Here, characteristics of the embodiment of the connector 1 according to the present invention described above will be briefly summarized in the following [1] to [3].

[1] A connector (1) configured to be assembled to a plate-shaped panel (P) in a state of being inserted into a through hole (Pa) of the plate-shaped panel (P), the connector (1) comprising:

a body (30); and

a first locking portion (31) and a second locking portion (36),

wherein the body (30) is configured to be inserted into the through hole (Pa) in a predetermined insertion direction,

wherein the first locking portion (31) and the second locking portion (36) are integrally provided with the body (30) and configured to be engaged with a circumferential edge portion of the through hole (Pa) in a state where the circumferential edge portion is clamped in the insertion direction, and

wherein at least one of the first locking portion (31) and the second locking portion (36) has a shape of a double end-supported beam including a pair of beam-shaped portions (31 a) extending from the body (30) and a protrusion portion (31 b) connecting free ends of the pair of beam-shaped portions (31 a) and protruding toward the panel (P).

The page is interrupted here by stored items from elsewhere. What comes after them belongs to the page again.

PR #8357, opened 2018-04-10
Introduce an akka-http specific Handler

raboof:
Exposing the akka-http types. This would be useful in providing the server side of an [akka-grpc](https://github.com/akka/akka-grpc) service in a Play application next to 'normal' Play routes.

This is pretty minimal but it'd be nice already, so we can experiment with this approach and flesh it out more later.

### DIFF
--- a/framework/src/play-akka-http-server/src/main/scala/play/core/server/akkahttp/AkkaHttpHandler.scala
+++ b/framework/src/play-akka-http-server/src/main/scala/play/core/server/akkahttp/AkkaHttpHandler.scala
@@ -10,3 +10,7 @@ import play.mvc.Http.RequestHeader
 import scala.concurrent.Future
 
 trait AkkaHttpHandler extends (HttpRequest => Future[HttpResponse]) with Handler
+
+object AkkaHttpHandler {
+  def apply(handler: HttpRequest => Future[HttpResponse]): AkkaHttpHandler = (request: HttpRequest) => handler(request)
+}
--- a/framework/src/play-akka-http-server/src/main/scala/play/core/server/akkahttp/AkkaHttpHandler.scala
+++ b/framework/src/play-akka-http-server/src/main/scala/play/core/server/akkahttp/AkkaHttpHandler.scala
@@ -12,5 +12,7 @@ import scala.concurrent.Future
 trait AkkaHttpHandler extends (HttpRequest => Future[HttpResponse]) with Handler
 
 object AkkaHttpHandler {
-  def apply(handler: HttpRequest => Future[HttpResponse]): AkkaHttpHandler = (request: HttpRequest) => handler(request)
+  def apply(handler: HttpRequest => Future[HttpResponse]): AkkaHttpHandler = new AkkaHttpHandler {
+    def apply(request: HttpRequest): Future[HttpResponse] = handler(request)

[2] The connector (1) according to [1],

wherein the protrusion portion (31 b) comprises:

a first part (31 c) connected to one of the pair of beam-shaped portions (31 a) and extending toward the panel (P);

a second part (31 c) connected to the other of the pair of beam-shaped portions (31 a) and extending toward the panel (P); and

a connection part (31 d) defining a gap between the first part (31 c) and the second part (31 c) and connecting the first part (31 c) and the second part (31 c).

[3] The connector (1) according to [1] or [2],

wherein at least one of the pair of beam-shaped portions (31 a) has a shape extending from the body (30) so as to outwardly expand from an opening region of the through hole (Pa) when the connector (1) is assembled to the panel (P).

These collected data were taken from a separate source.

PR #8363, opened 2018-04-13
Add CSRF token to responses when Cache-Control: no-store is specified…

### LINKED ISSUE #8026: [2.6.7] CSRFFilter not setting session cookie when response has Cache-Control header

2.6.7

Java (probably also affects Scala but not tested)

Windows 10

```
java version "1.8.0_121"
Java(TM) SE Runtime Environment (build 1.8.0_121-b13)
Java HotSpot(TM) 64-Bit Server VM (build 25.121-b13, mixed mode)
```

### Library Dependencies

n/a

### Expected Behavior

1. Run this version of the Play Java forms example, which sets a `no-cache` cache control header on the form GET response: https://github.com/petenattress/play-java-forms-example/commit/b39c79dcd6b869c31860505c4098b8316ecd4243
2. Clear all browser cookies for `localhost:9000` (or wherever you're running the example)
3. Go to `http://localhost:9000/widgets`, fill in the form and hit submit
4. The application should accept the POST request

### Actual Behavior

The POST request is rejected with a 403 ("You must be authenticated to access this page."). This is because Play is not setting the CSRF token in the session cookie for the initial GET. You can see this in the logs with trace enabled:

```
[trace] p.c.r.HandlerInvokerFactory$JavaActionInvokerFactory$$anon$8$$anon$2$$anon$1 - Invoking action with request: GET /widgets
[trace] p.filters.CSRF - [CSRF] Not adding token to cached response
```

DESCRIPTION OF REFERENCE NUMERALS AND SIGNS

1 connector

2 connector body

20 terminal accommodating block portion

30 panel assembly portion (body)

31 arm-shaped locking portion (first locking portion)

31 a beam-shaped portion

31 b protrusion portion

36 engagement claw portion (second locking portion)

P panel

Pa through hole

Claims

What is claimed is:

1. A connector configured to be assembled to a plate-shaped panel in a state of being inserted into a through hole of the plate-shaped panel, the connector comprising:

a body; and

a first locking portion and a second locking portion,

wherein the body is configured to be inserted into the through hole in a predetermined insertion direction,

wherein the first locking portion and the second locking portion are integrally provided with the body and configured to be engaged with a circumferential edge portion of the through hole in a state where the circumferential edge portion is clamped in the insertion direction, and

wherein at least one of the first locking portion and the second locking portion has a shape of a double end-supported beam including a pair of beam-shaped portions extending from the body, and the at least one of the first locking portion and the second locking portion includes a protrusion portion connecting free ends of the pair of beam-shaped portions and protruding toward the plate-shaped panel.

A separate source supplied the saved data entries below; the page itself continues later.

PR #8364, opened 2018-04-14
Use InjectedController instead of ControllerComponents + BaseController

andrii-abramov:
It is just a proposal which removes boilerplate code.


lightbend-cla-validator:
Hi @andrii-abramov,

gmethvin:
Best practice is to use constructor injection, so I think all examples should use that unless they're specifically trying to demonstrate field/method injection. Using `InjectedController` also doesn't make sense for compile-time/manual DI users.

2. The connector according to claim 1,

wherein the protrusion portion comprises:

a first part connected to one of the pair of beam-shaped portions and extending toward the plate-shaped panel;

a second part connected to the other of the pair of beam-shaped portions and extending toward the plate-shaped panel; and

a connection part defining a gap between the first part and the second part and connecting the first part and the second part.

3. The connector according to claim 1,

wherein at least one of the pair of beam-shaped portions has a shape extending from the body so as to outwardly expand from an opening region of the through hole when the connector is assembled to the plate-shaped panel.

4. The connector according to claim 1,

wherein the connector further comprises a rib extending from the body in parallel to the insertion direction, and

wherein one of the pair of beam-shaped portions is continuous with the rib.